Diagnostic Accuracy of Single Spot Urine for Detecting Renal Uric Acid Underexcretion in Men
Abstract
Background: The uric acid (UA) clearance test to evaluate the hyperuricemia phenotype requires a great deal of time. However, the utility of single spot urine is scarce. The study aimed to determine the diagnostic accuracy of single spot urine for predicting renal UA underexcretion (the decreased UA excretion) in men.
Methods: A total of 73 male participants aged 20 - 74 years with a UA level of 6.0 - 7.9 mg/dL were enrolled in the study. Renal UA underexcretion was defined as < 7.3 mL/min using the 60-min method. Urinary UA to creatinine ratio (UACR), fractional clearance of urate (FCU), and the Simkin index were calculated.
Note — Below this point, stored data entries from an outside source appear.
PR #82, opened 2018-05-16
[WIP] Pumpkin mcu service

jacoffey3:


jacoffey3:
[Pumpkin MCU service](https://trello.com/c/mVlkY2ub/314-pumpkin-mcu-service)

services/pumpkin_mcu_service/pumpkin_mcu_api/test_mcu_api.py
```diff
@@ -0,0 +1,33 @@
+#!/usr/bin/env python
+
+# Copyright 2017 Kubos Corporation
```
marshall: nit: it is 2018

services/pumpkin_mcu_service/pumpkin_mcu_api/test_mcu_api.py
```diff
@@ -0,0 +1,33 @@
...
+
+import mcu_api
+
+MODULES = mcu_api.CONFIG_DATA['modules']
+
+for module in MODULES:
+    module = str(module)
+    address = MODULES[module]['address']
+    if address == 0:
+        print('\nModule not configured: ' + module + '\n')
```
marshall: why do you prepend newlines here and on line 21, and append a newline on 22? why not always just append? is it because you aren't adding newlines on line 33?

services/pumpkin_mcu_service/pumpkin_mcu_api/test_mcu_api.py
```diff
@@ -0,0 +1,33 @@
...
+Testing mcu_api
+"""
+
+import mcu_api
+
+MODULES = mcu_api.CONFIG_DATA['modules']
+
+for module in MODULES:
+    module = str(module)
+    address = MODULES[module]['address']
```
marshall: how does this work when `module` isn't already a `str`? maybe a better question to ask, why do you need to convert `module` to a `str`?

services/pumpkin_mcu_service/service.py
```diff
@@ -0,0 +1,22 @@
+#!/usr/bin/env python
+
+# Copyright 2017 Kubos Corporation
```
marshall: nit: it is 2018

services/pumpkin_mcu_service/service.py
```diff
@@ -0,0 +1,22 @@
...
+# See LICENSE file for details.
+
+"""
+Boilerplate main for service application.
+"""
+
+from service import app
+import json
+
+# I know this is hacky...I need help with how to manage config files
```
marshall: I think the best way to solve this problem is to just put the configuration in code, it won't be changeable for users anyway right?

services/pumpkin_mcu_service/service/schema.py
```diff
@@ -0,0 +1,104 @@
+#!/usr/bin/env python
+
+# Copyright 2017 Kubos Corporation
```
marshall: nit: party like it's 2018

services/pumpkin_mcu_service/service/schema.py
```diff
@@ -0,0 +1,104 @@
...
+    
+    def resolve_rawRead(self, info, module, count):
+        """
+        Reads number of bytes from the specified MCU
+        """
+        if module not in MODULES:
+            raise KeyError('Module not configured',module)
+        address = MODULES[module]['address']
+        if address == 0:
+            raise ValueError('Module not present',module)
```
marshall: great code here 👍

services/pumpkin_mcu_service/service/schema.py
```diff
@@ -0,0 +1,104 @@
...
+
+
+class Mutation(graphene.ObjectType):
+    """
+    Creates mutation endpoints exposed by graphene.
+    """
+
+    passthrough = Passthrough.Field()
+
+schema = graphene.Schema(query=Query, mutation=Mutation)
```
marshall: nit: you use spaces around your `kwargs` on line 92, but not here. I don't really care which you use but at least be consistent :)

services/pumpkin_mcu_service/service.py
marshall: also just realizing, you have two different modules reading and accessing this data, which is a big no-no. IMO the reading of this data (whether code or JSON based) should be isolated in code to one place, not duplicated

services/pumpkin_mcu_service/service/schema.py
```diff
@@ -0,0 +1,104 @@
...
+from models import *
+
+from pumpkin_mcu_api import mcu_api
+
+# Get what modules are present from config file
+MODULES = mcu_api.CONFIG_DATA['modules']
+
+# Local subsystem instance for tracking state
+# May not be neccesary when tied into actual hardware
+#_local = Subsystem(power_on=False)
```
marshall: nit: dead code should be removed altogether not just commented

services/pumpkin_mcu_service/service.py
jacoffey3: They are 2 different config files, I don't access the same file. 
And I could, but it seemed like it would bloat the code. Also then becomes confusing for users as what is meant  to be changed and what isn't.

services/pumpkin_mcu_service/service/schema.py
jacoffey3: 😆

services/pumpkin_mcu_service/service/schema.py
jacoffey3: I agree, when it's finished :)

services/pumpkin_mcu_service/pumpkin_mcu_api/test_mcu_api.py
jacoffey3: This is a integration test file for my personal use...will not be the same when finished. I wanted it to be easy to read.

jacoffey3: @jacoffey3

PR #83, opened 2018-05-17
MAI400 API: Adding mutex usage for thread safety

CatGarab:
Opening a connection to an underlying UART stream is bad. Shame on me.

The connection will now be wrapped in a mutex so that it will be impossible for more than one I/O operation to take place at a time.

`Double` doesn't support `Send`, so converting the unit tests to use our new MockStream object.

Misc: Also adding random things needed by the MAI400 service in #63


CatGarab:
[MAI 400 Service](https://trello.com/c/5yUH0sp8/219-mai-400-service)

apis/mai400-api/src/mai400.rs
```diff
@@ -310,14 +336,58 @@ impl MAI400 {
...
-    > {
-        let mut msg = self.conn.read()?;
+    ) -> MAIResult<(
+        Option<StandardTelemetry>,
+        Option<RawIMU>,
+        Option<IREHSTelemetry>,
+    )> {
+        let mut msg = vec![];
+        loop {
+            {
```
plauche: Is it possible for the mai to get in a state where it's not sending data and leave us stuck in this loop?

plauche: :+1:

PR #85, opened 2018-05-21
OEM6 Service: Phase 1

CatGarab:
Adding the `issueRawCommand` and `configureHardware` mutations.

Other changes:
- Tweaking API's `request_errors` function to add `hold` arg, allowing logging to persist through `unlog_all` requests
- Changing OEMError::UartError display text so it isn't just printing the underlying error twice
- Changing the `service_new!` mocking setup macro to use actual `read_thread` function in order to go through full send-command->get-response logic


CatGarab:

services/novatel-oem6-service/src/tests/schema/test_data.rs
```diff
@@ -0,0 +1,36 @@
+//
+// Copyright (C) 2018 Kubos Corporation
```
plauche: :100: moving the test data in here makes the tests much more readable. You can probably move most or all of the data you set in `set_input` and `set_output` to here.

PR #88, opened 2018-05-23
Python Service Package

plauche:
- [x] Create package for creating python services
  - [x] Same configuration interface as kubos-service crate
  - [x] UDP interface
  - [x] HTTP interface


libs/kubos_python_service/config.py
```diff
@@ -0,0 +1,43 @@
...
+    raw = []
+    
+    def __init__(self, name):
+        args = get_args(name)
+        if args.config:
+            path = args.config
+        else:
+            path = DEFAULT_PATH
+        try:
+            data = toml.load(path)
```
jacoffey3: It is necessary to put this info in a config file? It's little enough information that I'd rather just have the DEFAULT variables be what it uses.

plauche: This [pattern](https://github.com/kubos/kubos/blob/master/services/kubos-service/src/config.rs) was established in the `kubos-service` crate used to create rust services. We will have a master config file that holds the ip, port and additional configuration data for all running services. It is much simpler to find and change configuration data for multiple interacting services when it is stored in one central location, rather than hard coded in each service.

The intent is that this python package could be used by any python service, so following the same pattern allows it to be managed in the same way as the rust services.

plauche:
[Python UDP Interface](https://trello.com/c/Urx9Gerw/310-python-udp-interface)

jacoffey3:
Should we be including the http portion?

plauche:
This PR is deprecated in favor of #97 .

PR #90, opened 2018-05-29
OEM6 Service: Phase 3

CatGarab:
Adding position queries:

- `lockStatus` - The current validity of the position data
- `lockInfo` - The actual current position data

Additional work:
- In order to get the time information, I had to update the API to grab the timestamp from the header and then add it to the `BestXYZLog` structure

TODOs:
- There's one `TODO` present that I could use feedback on


CatGarab:

services/novatel-oem6-service/src/main.rs
```diff
@@ -66,16 +66,17 @@ mod schema;
 mod tests;
 
 use kubos_service::{Config, Service};
-use model::Subsystem;
+use model::{LockData, Subsystem};
 use novatel_oem6_api::OEMResult;
 use schema::{MutationRoot, QueryRoot};
+use std::sync::Arc;
 
 // TODO: CHANGE THE UART BUS TO UART4!!!
```
plauche: Re this todo - we could also pull the uart bus from the config file.

PR #92, opened 2018-05-30
OEM6 Service: Phase 4

CatGarab:
Adding queries:
- `power`
- `systemStatus`

Additional work:
- Converted the message header `recv_status` field from a raw u32 into bit fields
- Added system time, time status, and receiver status to all log messages in the API. They're not all used for each log within the service, but they're useful fields to have in general
- There a several functions which get and use the VersionInfo log. Changed the code to make one central `get_version_log()` function

### DIFF
--- a/services/novatel-oem6-service/src/objects.rs
+++ b/services/novatel-oem6-service/src/objects.rs
@@ -339,6 +339,20 @@ graphql_object!(LockInfo: () | &self | {
     }
 });
 
+/// Response field for 'power' query
+#[derive(GraphQLEnum, Clone, Eq, PartialEq, Debug)]
+pub enum PowerState {
+    On,
+    Off,
+}
+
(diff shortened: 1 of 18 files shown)


CatGarab:

services/novatel-oem6-service/src/objects.rs
```diff
@@ -339,6 +339,35 @@ graphql_object!(LockInfo: () | &self | {
...
+/// Response field for 'power' query
+#[derive(GraphQLEnum, Clone, Eq, PartialEq, Debug)]
+pub enum PowerState {
+    On,
+    Off,
+}
+
+/// Response fields for 'power' query
+#[derive(GraphQLObject)]
+pub struct GetPowerResponse {
```
plauche: As this file steadily approaches 500 lines we may want to break it up into several smaller ones.

PR #97, opened 2018-06-06
Python package for building services.

plauche:
Provides abstraction for creating a UDP or HTTP/TCP based service in Python. Aims to provide the same functionality as the Rust `kubos-service` crate.


plauche:
[Python UDP Interface](https://trello.com/c/Urx9Gerw/310-python-udp-interface)

jacoffey3:
It still requires an argument to start. Can you make it default to the default config file location if there aren't any args?

plauche:
@jacoffey3 that optional config arg should be fixed now

libs/kubos-service/requirements.txt
```diff
@@ -0,0 +1,4 @@
+graphene==2.0.1
+Flask==0.12.2
+Flask-GraphQL==1.4.1
```
CatGarab: Flask is only a requirement if you're using the HTTP version. I think this will cause problems when attempting to install `kubos-service` into the current KubOS setup because we no longer have Flask installed. (Note: I have not actually tested this to verify)

Is there a way to make this a conditional requirement or something?

examples/python-service/service.py
```diff
@@ -8,16 +8,19 @@
...
 
-app = app.create_app()
-app.run(host=cfg['APP_IP'], port=cfg['APP_PORT'])
+from kubos_service import udp_service
+
+# Start a udp service with optional context
+# udp_service.start(config, schema, {'bus': '/dev/ttyS3'})
+
+# Start a udp service
+udp_service.start(config, schema)
```
CatGarab: I think this might be a little more readable if it was just broken into two files. udp_service.py and http_service.py

libs/kubos-service/requirements.txt
jacoffey3: I agree with you here. I don't think it's worth doing a conditional requirement (mainly because I don't think that's possible), but breaking it into 2 services would be easy.

examples/python-service/service.py
jacoffey3: I disagree. As someone using this I would rather have it in the same example file because the actual use case is I'm making a service, and I want to use graphiql while I'm actively developing and debugging, and then just switch to the UDP for final integration on the stack.

CatGarab: :+1: Okay, I'll defer to actual user experience :)

libs/kubos-service/requirements.txt
plauche: Looks like it isn't unusual to have an `optional-requirements.txt` that the user has to explicitly install from.

libs/kubos-service/optional-requirements.txt
```diff
@@ -0,0 +1,7 @@
+## Optional Dependencies for Additional HTTP Functionality
+##
+## To install, run:
+##     $ pip install -r optional-requirements.txt
```
CatGarab: :100:

PR #100, opened 2018-06-11
Adding Rust doc generation to gendocs.py

CatGarab:
Our new Rust crates have lots of documentation which should be included in our official docs. This PR starts to integrate them by using Rust's doc gen (via `cargo kubos -c doc` to handle our custom C/Rust combo crates) and then copying the resulting HTML files into our usual `html` output folder.

Our existing docs are then able to reference them using relative links. An example has been included in this PR.

For an example doc link: http://docs.kubos.co/beta/services/core-services.html
To look at all the Rust docs: http://docs.kubos.co/beta/rust-docs/telemetry_service/index.html

Notes: 
- I looked at [Doxidize](https://github.com/steveklabnik/doxidize), but was unable to get it to quickly work. It's a very new tool, so might still be good to return to at some point.
- There isn't currently a way to generate a master index.html file for all of the Rust crates, so we can't just have one easy pointer to the Rust docs. [There's an open feature request for it, though](https://github.com/rust-lang/rust/issues/16103)

### DIFF
--- a/docs/services/core-services.rst
+++ b/docs/services/core-services.rst
@@ -5,7 +5,7 @@ The core services are all the services that provide critical flight software cap
 
 Upcoming services are:
 
- - Telmetry Database Service
+ - `Telmetry Database Service <../rust-docs/telemetry_service/index.html>`_
  - Communication Service
  - Shell Service
  - File Service
--- a/docs/services/core-services.rst
+++ b/docs/services/core-services.rst
@@ -5,7 +5,11 @@ The core services are all the services that provide critical flight software cap
 
 Upcoming services are:
 
- - `Telmetry Database Service <../rust-docs/telemetry_service/index.html>`_
+ - |telem-db|
  - Communication Service
  - Shell Service
  - File Service
+ 
+ .. |telem-db| raw:: html
+ 
+    <a href="../rust-docs/telemetry_service/index.html" target="_blank">Telemetry Database Service</a>
--- a/tools/gendocs.py
+++ b/tools/gendocs.py
@@ -3,6 +3,7 @@ import argparse
 import subprocess
 import os
 import shutil
+from distutils import dir_util
 
 GENERATE_XML = """
 (cat {0};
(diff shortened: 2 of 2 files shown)


CatGarab:
[Integrate Rust docs into main docs](https://trello.com/c/EhSNE9dZ/243-integrate-rust-docs-into-main-docs)

plauche:
We should investigate a way to maintain a view/link back to the main kubos docs when navigating the rust docs. Right now the only way is using the browser's back button (assuming they didn't open in a new tab/window).

Two ideas:
- Clicking on a link to a rust doc will open an iframe in that right panel containing the rust doc
- Injecting a link to the top level kubos docs into each of the rust doc html pages

jacoffey3:
@plauche how about we have it where it just opens in a new tab?

CatGarab:
Ok @plauche @jacoffey3 I updated it to open the links in a new tab/window (exact behavior is browser-dependent)

I tried using an iframe. It was ugly and I don't know enough HTML/CSS/whatever to make it not-ugly.

I looked into injecting the main Kubos docs link:
- The rustdoc `--html-in-header` option sounds promising, but [isn't supported by 'cargo doc'](https://github.com/rust-lang/cargo/issues/331)
- Even if it was, our main docs link would probably refer to 'latest', so if a user was browsing a different version, they might not realize it got swapped
- We could potentially insert a 'navigate back to previous page' link, but I decided to not continue down that rabbit hole

plauche:
Honestly I would almost rather not integrate the rust docs until we can display them in a uniform fashion alongside the rest of our docs. But if we really need the rust docs for this release then this current integration is probably the bare minimum to get us there. If we go ahead with this then we should revisit rust docs integration and dig into a better integration. @marshall may also have opinions on how this looks.

CatGarab:
@plauche That's a fair point. I would certainly like the docs to play nicely together and look the same, I just don't have the knowledge required to be able to make that happen quickly. The major changes for this next release revolve around our new APIs and services, most of which are only documented through these Rust docs. I'm super against mentioning that we have support for something without any docs about the thing, so that means doing ugly links for now

PR #109, opened 2018-06-20
Increasing OEM6 receive timeout

CatGarab:
When requesting version information from the OEM6 (which is the only command that does on-demand requests for information), the current timeout when waiting for the information to be returned is slightly too slow sometimes. When I was debugging this, I saw return times of around 305ms.

Increasing the timeout so that we can get the version info successfully (consistently)


CatGarab:
[Fix OEM6 service](https://trello.com/c/OETDJt4z/375-fix-oem6-service)

PR #112, opened 2018-06-25
Added lua sdk doc and communication service doc.

plauche:


plauche:
[Release Documentation](https://trello.com/c/lXP6Xyqx/364-release-documentation)

docs/services/communication-service.rst
```diff
@@ -0,0 +1,136 @@
...
+    path = "/dev/ttyUSB1"
+    baud = 9600
+
+
+Debug Serial
+~~~~~~~~~~~~
+
+The ``debug-serial`` transport allows routing of communication data over the debug console.
+This transport is meant to be used on an embedded target with debug console and
+is primarily meant to be used when no other serial ports are available.
```
CatGarab: Is there different logic under the covers for using the debug console vs a different serial port? Linux doesn't make any distinction between them (ex. for the iOBC and BBB, the debug console is just `/dev/ttyS0`)

docs/services/communication-service.rst
```diff
@@ -0,0 +1,136 @@
...
+    - ``baud`` - The speed of serial communications
+
+Example
+
+::
+
+    [[communication-service]]
+    name = "Dev Serial"
+    transport = "serial"
+    path = "/dev/ttyUSB1"
```
CatGarab: Personal Question: Are USB ports really considered regular serial devices?
nit: If so, it would be nice if one of the examples was changed to use a UART device name (`/dev/ttyS2`)

docs/services/communication-service.rst
```diff
@@ -0,0 +1,136 @@
...
+Debug Serial
+~~~~~~~~~~~~
+
+The ``debug-serial`` transport allows routing of communication data over the debug console.
+This transport is meant to be used on an embedded target with debug console and
+is primarily meant to be used when no other serial ports are available.
+
+.. note::
+   This transport will take full control of the debug console. The only way to terminate it
+   is by terminating the service, usually by rebooting the device.
```
CatGarab: What would be other ways to terminate the service?

docs/services/core-services.rst
```diff
@@ -3,13 +3,20 @@ Core Services
...
+    :maxdepth: 1
+    :hidden:
+
+    Communication Service <communication-service>
+
 Upcoming services are:
 
  - |telem-db|
- - Communication Service
+ - Communication Service <communication-service>
```
CatGarab: This isn't "Upcoming" anymore, so can be removed from this list

docs/services/communication-service.rst
```diff
@@ -0,0 +1,136 @@
...
+======================
+
+The `communications service <https://github.com/kubos/kubos/tree/master/services/communication-service>`__
+provides a bridge for communicating with the satellite
+in both development and flight environments. The service itself is built to work
+across multiple different transports and is easily expandable to work over
+additional transports in the future. Currently the communications service is
+implemented in :doc:`Lua <../sdk-docs/sdk-lua>`, but in the future it will
+likely be implemented in Rust.
+
```
jacoffey3: Before jumping straight into running, add a section here that discusses how it is typically implemented in the system. (eg - service talks to the ends of a gateway).

docs/services/communication-service.rst
```diff
@@ -0,0 +1,136 @@
+Communications Service
+======================
+
+The `communications service <https://github.com/kubos/kubos/tree/master/services/communication-service>`__
+provides a bridge for communicating with the satellite
+in both development and flight environments. The service itself is built to work
+across multiple different transports and is easily expandable to work over
```
jacoffey3: The way you're using transports here is actually named gateways in our architecture. I suggest changing it to be gateway most of the time, and only use transport when you're describing UDP vs TCP vs serial, not the full link.

docs/services/communication-service.rst
plauche: Yea it basically hijacks the console and takes total control of stdin/out. I forgot that this transport doesn't need to know which serial port the debug console runs on, because using this transport means you are running the service directly in the debug console already.

docs/services/communication-service.rst
plauche: It is pretty normal for a usb to serial cable to be presently as `/dev/ttyUSBX`.

docs/services/communication-service.rst
plauche: There are not really other options unless you have another way to get a console on the device, in which case we wouldn't recommend taking over the debug console.

docs/services/communication.rst
```diff
@@ -0,0 +1,177 @@
...
+    baud = 115200
+
+Transports
+----------
+
+Transports are different sources of messages for the communication service. They will
+often take the form of physical layers such as serial links or radios. The communication
+service should always be configured with one UDP transport to allow communication with
+local services. A single communication service instance can only be configured
+to work with two transports at a time.
```
CatGarab: Is it up to two transports, or is exactly two transports?

docs/services/communication.rst
```diff
@@ -0,0 +1,177 @@
...
+physical transports. It is intended to always be used with one UDP transport
+and one non-UDP transport. Currently there are two serial-based transports
+available, with radio-based transports in the works.
+
+A typical production setup would involve one communication service instance
+running on the flight OBC and one instance running on the ground segment.
+Each instance would use a UDP transport in order to communicate with
+local services or clients. The OBC's instance would use a transport
+custom to the radio gateway. The ground's instance would also use
+a custom transport designed for the ground side of the gateway.
```
CatGarab: I really like these overview paragraphs :100:

PR #113, opened 2018-06-25
Added new circleci step to regenerate just the docs on a release tag.

plauche:
Our current Circle configuration will not run when release tags are generated. This requires us to manually run the docs generation step for each release. These changes should instruct Circle to just regenerate and publish the docs when a new release (`x.y.x` *not* `x.y.z+abc`) tag is made. Following configuration instructions from here - https://circleci.com/docs/1.0/configuration/#tags.


plauche:
[Generate docs on release tag](https://trello.com/c/A8v4SqpN/385-generate-docs-on-release-tag)

PR #115, opened 2018-06-26
More Circle docs fixes

plauche:
- Combine kubos-dev/doc docker containers
- Added yotta step needed for cargo to generate docs


tools/dist/Dockerfile
```diff
@@ -1,4 +1,4 @@
-# kubos/kubos-dev:0.1.2
+# kubos/kubos-dev:0.1.3
```
CatGarab: ...I totally didn't notice this field when I was making changes :sweat_smile:  The next version will actually be 0.1.6

PR #252, opened 2026-05-05
Fix BF16 vision encoder: keep OneHot values as float32

justinchuby:
## Summary

ONNX OneHot op does not support bfloat16 for the values tensor. When building Gemma4 with `--dtype bf16`, the vision encoder fails to load because `CastLike` casts the OneHot values to bf16 before the op.

## Fix

Keep OneHot values as float32 and cast the output to model dtype afterward for the subsequent MatMul.

## Testing

- 13 gemma4 tests pass
- BF16 build succeeds: `mobius build --model google/gemma-4-e2b-it --dtype bf16 --no-weights`


titaiwangms (approved):
Did copilot miss op spec when it's designing model? Maybe we need to re-enforce into SKILL.md about op spec?

justinchuby:
> Did copilot miss op spec when it's designing model? Maybe we need to re-enforce into SKILL.md about op spec?

Onehot does support it. I think it is missing support in ort: https://onnx.ai/onnx/operators/onnx__OneHot.html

A receiver operating characteristic (ROC) analysis was performed to compare the diagnostic utility of these parameters for predicting UA underexcretion.
Results: In the ROC analysis, the area under the curve values of the UACR, FCU, and the Simkin index for predicting UA underexcretion were 0.903 (95% confidence interval (CI): 0.830 - 0.976), 0.841 (95% CI: 0.749 - 0.933), and 0.779 (95% CI: 0.673 - 0.885), respectively. An optimal UACR cutoff of 0.460 (sensitivity 89.2%, specificity 80.6%, overall diagnostic accuracy 84.9%, positive predictive value 82.5%, and negative predictive value 87.9%) was identified.
Conclusions: These results suggest that the UACR is a simple and efficient test with high sensitivity and specificity levels for predicting renal UA underexcretion in men.